Semantic Query Cache

Semantic Query Cache

Stoolap implements semantic query caching, an intelligent result caching system that can answer new queries by filtering cached results from previous queries. This goes beyond simple query result caching by understanding the relationship between queries.

Overview

Traditional query caches require exact query matches.
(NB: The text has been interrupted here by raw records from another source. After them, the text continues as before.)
PR #162, opened 2019-09-20
Add IO::AwsS3 to upload traces to AWS S3

yykamei:
We have a plan to save runners' traces to AWS S3. In order to do that, I added `IO::AwsS3` class.
It behaves like `IO` objects, but it has `#finalize!` method, which uploads all traces to S3.
Before `#finalize!` is called, an `IO::AwsS3` instance writes traces to a temporary file as well as the passed STDOUT. I chose a temporary file as the temporary store instead of a memory store like `StringIO` because I can't estimate the usage of memory.

The feature of uploading to S3 is currently optional. If you want to use this feature, `--output=S3_URI` option is required. Of course, you have to prepare an AWS S3 bucket and allow `Runners` to upload files.


test/cli_test.rb
```diff
@@ -14,7 +14,7 @@ def stderr
   end
 
   def test_parsing_options
-    cli = CLI.new(argv: %w(--analyzer=rubocop --base=base.tgz --head=https://example.com/head --base-key=basekey --head-key=headkey --ssh-key=id_rsa --working=/working/dir test-guid), stdout: stdout, stderr: stderr)
+    cli = CLI.new(argv: %w(--analyzer=rubocop --base=base.tgz --head=https://example.com/head --base-key=basekey --head-key=headkey --ssh-key=id_rsa --working=/working/dir --s3-uri=s3://bucket/a/b/c test-guid), stdout: stdout, stderr: stderr)
```
yykamei: > __[RuboCop]__ Metrics/LineLength: Line is too long. [242/200] ([link](https://sider.review/gh/repos/202486306/pulls/162#issue-4592632))

Close!

Gemfile
```diff
@@ -10,6 +10,7 @@ gem 'bundler', '>= 1.12', '< 3.0'
 gem 'nokogiri', '>= 1.10.4'
```
ybiquitous: I removed Nokogiri via #161. Please rebase 🙏

test/aws_s3_io_test.rb
```diff
@@ -0,0 +1,36 @@
...
+    assert_equal 'abc!!!', io.stdout.tap(&:rewind).read
+  end
+
+  def test_finalize
+    mock_object = Object.new
+    mock(Aws::S3::Client).new(retry_limit: is_a(Numeric), retry_base_delay: is_a(Numeric)) { mock_object }
+    mock(mock_object).put_object(bucket: 'bucket_name', key: 'object_name', body: instance_of(Tempfile))
+    io = Runners::AwsS3IO.new(stdout, 's3://bucket_name/object_name')
+    io.finalize!
+  end
```
yykamei: Perhaps, we should test with an actual AWS S3 bucket. The current test mocks an AWS API call.

lib/runners/aws_s3_io.rb
```diff
@@ -0,0 +1,44 @@
+module Runners
+  # AwsS3IO expects AWS credentials set with environment variables or an instance profile.
+  # So, before using this, make sure AWS credentials available.
+  # Also, prepare the S3 bucket and allow this instance to upload an S3 object.
+  class AwsS3IO
```
ybiquitous: [nitpick] How about naming `Runners::IO::AwsS3`? Assuming `Runners::IO::GoogleCloud`, `Runners::IO::Azure`, and so on...

yykamei: I see. It makes sense :+1:

test/aws_s3_io_test.rb
ybiquitous: Will this test be slow if using actual AWS?

yykamei: Yes, I think so.

lib/runners/cli.rb
```diff
@@ -69,6 +74,7 @@ def validate_options!
       raise "base_key is given but base is missing" if !base && base_key
       raise "head_key is given but head is missing" if !head && head_key
       validate_analyzer!
+      AwsS3.parse_s3_uri!(s3_uri) if s3_uri
```
ybiquitous: I think this validation is unnecessary because `AwsS3#initialize` validates it later. 🤔

lib/runners/cli.rb
```diff
@@ -104,6 +111,7 @@ def run
             writer << Schema::Result.envelope.coerce(json)
           end
         end
+        io.finalize! if io.instance_of?(Runners::IO::AwsS3)
```
ybiquitous: How about this? If `Runners::IO::*` classes will be added, we should fix this code, but it's easy to forget. 😅 

```suggestion
        io.finalize! if io.respond_to?(:finalize!)
```

lib/runners/io/aws_s3.rb
```diff
@@ -0,0 +1,46 @@
...
+    # Also, prepare the S3 bucket and allow this instance to upload an S3 object.
+    class AwsS3
+      def self.parse_s3_uri!(s3_uri)
+        prefix = 's3://'
+        raise "The URI must starts with 's3://'. The actual value is '#{s3_uri}'" unless s3_uri.start_with?(prefix)
+        s3_uri.delete_prefix(prefix).split('/', 2).tap do |result|
+          bucket, object = result
+          raise "The specified S3 URI is not valid. The actual value is '#{s3_uri}'" unless bucket && object
+        end
+      end
```
ybiquitous: I think better to use `URI` class for readability.

For example:

```ruby
uri = URL(s3_uri)
bucket = uri.host
object = uri.path
if uri.scheme == "s3" && bucket && object
  [bucket, object]
else
  raise "..."
end
```

lib/runners/cli.rb
yykamei: Looks good. Thank you!

test/aws_s3_io_test.rb
ybiquitous: I'm worried if we should add actual tests because:
- Tests and CI will be slower.
- Setup and onboarding to this project will be harder. For example, AWS credentials will be needed.

Are the disadvantages bigger than the advantages?

lib/runners/io/aws_s3.rb
```diff
@@ -0,0 +1,46 @@
...
+
+      def finalize!
+        tempfile.rewind
+        client.put_object(
+          bucket: s3_bucket_name,
+          key: s3_object_name,
+          body: tempfile,
+        )
+      end
```
ybiquitous: [question] Will not `tempfile` be removed after `finalize!`

lib/runners/cli.rb
yykamei: I thought so too, but it might be better for us to know the error faster than the evaluation of `AwsS3#initialize.`
However, I agree with you. I'll fix it.

lib/runners/io/aws_s3.rb
yykamei: Yes, I read [this](https://ruby-doc.org/stdlib-2.6.4/libdoc/tempfile/rdoc/Tempfile.html#class-Tempfile-label-Explicit+close) reference.

test/aws_s3_io_test.rb
```diff
@@ -0,0 +1,36 @@
+require_relative "test_helper"
```
ybiquitous: How about renaming `test/aws_s3_io_test.rb` to `test/io/aws_s3_test.rb`?

lib/runners/io/aws_s3.rb
ybiquitous: I got it. 👍

test/aws_s3_io_test.rb
yykamei: I thought such an integration test should be run in only CI. But, to do this, we have to write extra code.

Like this implementation, I won't do it soon.

lib/runners/cli.rb
```diff
@@ -39,6 +40,10 @@ def initialize(argv:, stdout:, stderr:)
         opts.on("--working=WORKING") do |working|
           @working_dir = working
         end
+        opts.on("--s3-uri=S3_URI",
+                "AWS S3 URI (e.g. 's3://bucket/some/path'). Runners writes traces to the specified S3 object") do |s3_uri|
+          @s3_uri = s3_uri
+        end
```
ybiquitous: [IMO] I got just an idea, perhaps `--output` option may be more flexible, for example:

By default (when omitting), `stdout`:

```
$ runners [--output=stdout] ...
```

Explicit:

```
$ runners --output=stdout ...
$ runners --output=stderr ...
```

Multiple:

```
$ runners --output=s3://some_bucket/some/object --output=stdout
```

What do you think? Too complex?

test/aws_s3_io_test.rb
ybiquitous: Yes, let's think later.

ybiquitous:
The class names has been renamed, so how about changing the PR title like this?

```diff
-Add AwsS3IO to upload traces to AWS S3
+Upload traces to AWS S3
```

test/aws_s3_io_test.rb
yykamei: I'm doing it.

lib/runners/cli.rb
yykamei: It looks, but it's complex to me.

yykamei: I need more time to do it.

ybiquitous: OK, keep as-is. 👍

yykamei: I understand the behavior of `OptionParser`.

Given this file (`test.rb`):
```ruby
require 'optparse'

outputs = []
OptionParser.new do |opts|
  opts.on("--output=OUTPUT") do |output|
    outputs << output
  end
end.parse!(ARGV)

p outputs
```

I got such result:

```shell-session
$ ruby test.rb --output a --output b --output c
["a", "b", "c"]
```

lib/runners/io/aws_s3.rb
```diff
@@ -0,0 +1,48 @@
...
+
+      # @param stdout [IO, StringIO]
+      # @param s3_uri [String]
+      def initialize(stdout, s3_uri)
+        @stdout = stdout
+        @s3_bucket_name, @s3_object_name = self.class.parse_s3_uri!(s3_uri)
+        @tempfile = Tempfile.new
+        @ios = [stdout, tempfile]
+        @client = Aws::S3::Client.new(retry_limit: 5, retry_base_delay: 1.2)
+      end
```
ybiquitous: [suggestion] About naming, I have some suggestions (but very personal opinion):

- Rename `stdout` -> `io` (using abstract `IO` interface)
- Remove `s3_` prefixes from methods because the class name `AwsS3` already works as some prefix.

lib/runners/cli.rb
ybiquitous: Nice! 👍 I think good to do this in another PR, but if you do this in this PR, I don't stop it. 😄

yykamei:
I will fix this PR with the `--output` option. It would be difficult to update after merging it.

yykamei:
@ybiquitous Before rebasing, I want you to review this PR which introduces the `--output` option :pray:

yykamei:
Thank you so much!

Semantic caching understands when a new query is a subset of a cached query and can filter the cached results instead of re-executing against storage.

How It Works

Predicate Subsumption

When Query A caches results, and Query B has a stricter predicate that is a subset of Query A’s predicate, Stoolap can answer Query B by filtering the cached results.

Example

-- Query 1: First execution scans the table
SELECT * FROM orders WHERE amount > 100;
-- Result: 5,000 rows cached

-- Query 2: Semantic cache hit!
-- The predicate (amount > 500) is stricter than (amount > 100)
SELECT * FROM orders WHERE amount > 500;
-- Filters cached 5,000 rows to return 1,000 rows
-- No storage access needed!

Supported Subsumption Patterns

Pattern Cached Query New Query Result
Range Tightening col > 100 col > 200 Cache hit
Range Tightening col < 100 col < 50 Cache hit
AND Strengthening col = 'A' col = 'A' AND x > 5 Cache hit
IN List Subset id IN (1,2,3,4,5) id IN (2,3) Cache hit
BETWEEN Narrowing BETWEEN 30 AND 70 BETWEEN 40 AND 60 Cache hit
Equality to Range col > 0 col = 50 Cache hit

Cache Behavior

Cache Keys

Queries are cached per table with these components:

  • Table name
  • Selected columns
  • Predicate structure

Automatic Invalidation

The cache is automatically invalidated when data changes:

  • INSERT operations
  • UPDATE operations
  • DELETE operations
  • TRUNCATE operations
-- Query caches results
SELECT * FROM products WHERE price > 100;

-- INSERT invalidates the cache for 'products' table
INSERT INTO products VALUES (101, 'New Product', 150.00);

-- Next query must re-execute (cache miss)
SELECT * FROM products WHERE price > 100;

Cache Limits

Setting Default Description
Entries per table 64 Maximum cached queries per table
TTL 5 minutes Time-to-live for cached results
Eviction LRU Least-recently-used eviction policy

When Semantic Caching Helps

Best scenarios for semantic caching:

  • Drill-down queries: Starting with broad filters, then narrowing
  • Dashboard queries: Similar queries with different filter values
  • Range queries: Successive queries on ranges
  • Exploratory analysis: Progressively filtering data

When Caching Doesn’t Apply

Cache misses occur when:

  • Predicate is not a strict subset
  • Query has different columns selected
  • Table was modified since caching
  • Cache entry expired (TTL)
  • Cache is full and entry was evicted

Example Use Case

Consider an analytics dashboard showing orders:

-- Initial dashboard load: scan full table
SELECT * FROM orders WHERE order_date >= '2024-01-01';
-- Caches 50,000 orders

-- User filters to specific status: cache hit!
SELECT * FROM orders WHERE order_date >= '2024-01-01' AND status = 'pending';
-- Filters cached results, returns 5,000 orders

-- User narrows date range: cache hit!
SELECT * FROM orders WHERE order_date >= '2024-06-01' AND status = 'pending';
-- Filters cached results, returns 1,000 orders

-- User changes to different status: cache hit!
SELECT * FROM orders WHERE order_date >= '2024-01-01' AND status = 'shipped';
-- Filters cached results from first query

Performance Impact

Semantic caching provides significant speedups when:

  • Base query is expensive (large table scan)
  • Follow-up queries filter the same data
  • Data changes infrequently between queries

Typical speedups:

  • Cache hit with filtering: 10-100x faster than storage access
  • Particularly effective for large result sets being filtered down

Best Practices

  1. Order queries from broad to narrow: Cache broad results first
  2. Use consistent column selections: Same columns enable cache reuse
  3. Be aware of cache invalidation: Writes invalidate relevant caches
  4. Consider query patterns: Design queries to maximize cache hits

Monitoring

Currently, cache statistics are not exposed through SQL. Cache behavior is internal to the query executor.